PR #633, opened 2021-02-13
Make deprecated return values optional

danieljanes:


examples/advanced_tensorflow/client.py
```diff
@@ -56,14 +57,16 @@ def evaluate(self, parameters, config):
...
-
-        # Populate the 3rd return value with a 0.0 float, it'll be removed in the future
-        return len(self.x_test), loss, 0.0, {"accuracy": accuracy}
+        num_examples_test = len(self.x_test)
+        return loss, num_examples_test, {"accuracy": accuracy}
 
 
 def main() -> None:
+    # Sleep for 2s to give the server enough time to start
+    time.sleep(2)
```
tanertopal, line 68: This will impact each client start in the example. Is that intentional?

src/py/flwr/client/numpy_client.py
```diff
@@ -50,7 +50,10 @@ def get_parameters(self) -> List[np.ndarray]:
     @abstractmethod
     def fit(
         self, parameters: List[np.ndarray], config: Dict[str, Scalar]
-    ) -> Union[Tuple[List[np.ndarray], int], Tuple[List[np.ndarray], int, Metrics]]:
+    ) -> Union[
+        Tuple[List[np.ndarray], int, Dict[str, Scalar]],
```
tanertopal, line 54:
```suggestion
        Tuple[List[np.ndarray], int, Metrics],
```

src/py/flwr/client/numpy_client.py
```diff
@@ -65,15 +68,20 @@ def fit(
...
+                int, or str. It can be used to communicate arbitrary values
+                back to the server.
         """
 
     @abstractmethod
     def evaluate(
         self, parameters: List[np.ndarray], config: Dict[str, Scalar]
-    ) -> Union[Tuple[int, float, float], Tuple[int, float, float, Metrics]]:
+    ) -> Union[
+        Tuple[float, int, Dict[str, Scalar]],
```
tanertopal, line 81:
```suggestion
        Tuple[float, int, Metrics],
```

src/py/flwr/server/strategy/fast_and_slow.py
```diff
@@ -320,6 +320,7 @@ def aggregate_fit(
             # Track contributions to the global model
             for client, fit_res in results:
                 cid = client.cid
+                assert fit_res.num_examples_ceil is not None
```
tanertopal, line 323: Intentional to keep the asserts here?

examples/advanced_tensorflow/client.py
danieljanes: Yes, that's intentional - I had several issues with the clients trying to connect before the server was ready. Unfortunately the logs do not explain this well, so it can be a mystery for users to understand what's happening. We need to follow up with improved logging at a later point.

src/py/flwr/client/numpy_client.py
danieljanes: Discarding this - we've had this in the earlier version of the feature, but I don't want to narrow down the naming too much for now. We can make this more specific at a later stage.

src/py/flwr/client/numpy_client.py
danieljanes: Same as above.

src/py/flwr/server/strategy/fast_and_slow.py
danieljanes: Yes - this is not ideal, but part of the migration away from the deprecated values inside FitRes and EvaluateRes. The next step (i.e., one of the upcoming releases) will remove these properties and migrate to custom key/value pairs in the `dict` returned by `fit`/`evaluate`, which means that the strategies need to be (a) refactored to pull the necessary values from the `dict`, and (b) communicate what kind of key/value pairs each strategy expected to do their job.

tanertopal (approved):

tanertopal (approved):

********

■ WHAT NEEDS TO BE DONE ■
Once more, give all the records exactly as they were written.

■ COMPLETED TASK ■
PR #633, opened 2021-02-13
Make deprecated return values optional

danieljanes:


examples/advanced_tensorflow/client.py
```diff
@@ -56,14 +57,16 @@ def evaluate(self, parameters, config):
...
-
-        # Populate the 3rd return value with a 0.0 float, it'll be removed in the future
-        return len(self.x_test), loss, 0.0, {"accuracy": accuracy}
+        num_examples_test = len(self.x_test)
+        return loss, num_examples_test, {"accuracy": accuracy}
 
 
 def main() -> None:
+    # Sleep for 2s to give the server enough time to start
+    time.sleep(2)
```
tanertopal, line 68: This will impact each client start in the example. Is that intentional?

src/py/flwr/client/numpy_client.py
```diff
@@ -50,7 +50,10 @@ def get_parameters(self) -> List[np.ndarray]:
     @abstractmethod
     def fit(
         self, parameters: List[np.ndarray], config: Dict[str, Scalar]
-    ) -> Union[Tuple[List[np.ndarray], int], Tuple[List[np.ndarray], int, Metrics]]:
+    ) -> Union[
+        Tuple[List[np.ndarray], int, Dict[str, Scalar]],
```
tanertopal, line 54:
```suggestion
        Tuple[List[np.ndarray], int, Metrics],
```

src/py/flwr/client/numpy_client.py
```diff
@@ -65,15 +68,20 @@ def fit(
...
+                int, or str. It can be used to communicate arbitrary values
+                back to the server.
         """
 
     @abstractmethod
     def evaluate(
         self, parameters: List[np.ndarray], config: Dict[str, Scalar]
-    ) -> Union[Tuple[int, float, float], Tuple[int, float, float, Metrics]]:
+    ) -> Union[
+        Tuple[float, int, Dict[str, Scalar]],
```
tanertopal, line 81:
```suggestion
        Tuple[float, int, Metrics],
```

src/py/flwr/server/strategy/fast_and_slow.py
```diff
@@ -320,6 +320,7 @@ def aggregate_fit(
             # Track contributions to the global model
             for client, fit_res in results:
                 cid = client.cid
+                assert fit_res.num_examples_ceil is not None
```
tanertopal, line 323: Intentional to keep the asserts here?

examples/advanced_tensorflow/client.py
danieljanes: Yes, that's intentional - I had several issues with the clients trying to connect before the server was ready. Unfortunately the logs do not explain this well, so it can be a mystery for users to understand what's happening. We need to follow up with improved logging at a later point.

src/py/flwr/client/numpy_client.py
danieljanes: Discarding this - we've had this in the earlier version of the feature, but I don't want to narrow down the naming too much for now. We can make this more specific at a later stage.

src/py/flwr/client/numpy_client.py
danieljanes: Same as above.

src/py/flwr/server/strategy/fast_and_slow.py
danieljanes: Yes - this is not ideal, but part of the migration away from the deprecated values inside FitRes and EvaluateRes. The next step (i.e., one of the upcoming releases) will remove these properties and migrate to custom key/value pairs in the `dict` returned by `fit`/`evaluate`, which means that the strategies need to be (a) refactored to pull the necessary values from the `dict`, and (b) communicate what kind of key/value pairs each strategy expected to do their job.

tanertopal (approved):

tanertopal (approved):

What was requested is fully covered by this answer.